§ SUPPLIED RECORDS:
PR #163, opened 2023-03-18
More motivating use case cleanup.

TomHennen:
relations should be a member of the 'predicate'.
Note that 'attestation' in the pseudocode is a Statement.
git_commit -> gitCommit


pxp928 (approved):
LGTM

§ WHAT YOU NEED TO DO:
Using the data above, restate every record word for word.

§ RESULT OF THE EXERCISE:
PR #163, opened 2023-03-18
More motivating use case cleanup.

TomHennen:
relations should be a member of the 'predicate'.
Note that 'attestation' in the pseudocode is a Statement.
git_commit -> gitCommit


pxp928 (approved):
LGTM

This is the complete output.